• [Problem statement]:
Copy every line below precisely, leaving nothing out.

• [Supplied information]:
PR #202, opened 2020-10-29
add RAE bee tracking model

marcrasi:
This adapts pieces of https://colab.sandbox.google.com/drive/1cE0gvS4KADvoX2xF6js6LopsE51vg9do#scrollTo=k_kr6IL2d-e0 into a module "BeeTracking" and a binary "BeeTrackingTool" that runs model training and factor graph inference.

• [Task response]:
PR #202, opened 2020-10-29
add RAE bee tracking model

marcrasi:
This adapts pieces of https://colab.sandbox.google.com/drive/1cE0gvS4KADvoX2xF6js6LopsE51vg9do#scrollTo=k_kr6IL2d-e0 into a module "BeeTracking" and a binary "BeeTrackingTool" that runs model training and factor graph inference.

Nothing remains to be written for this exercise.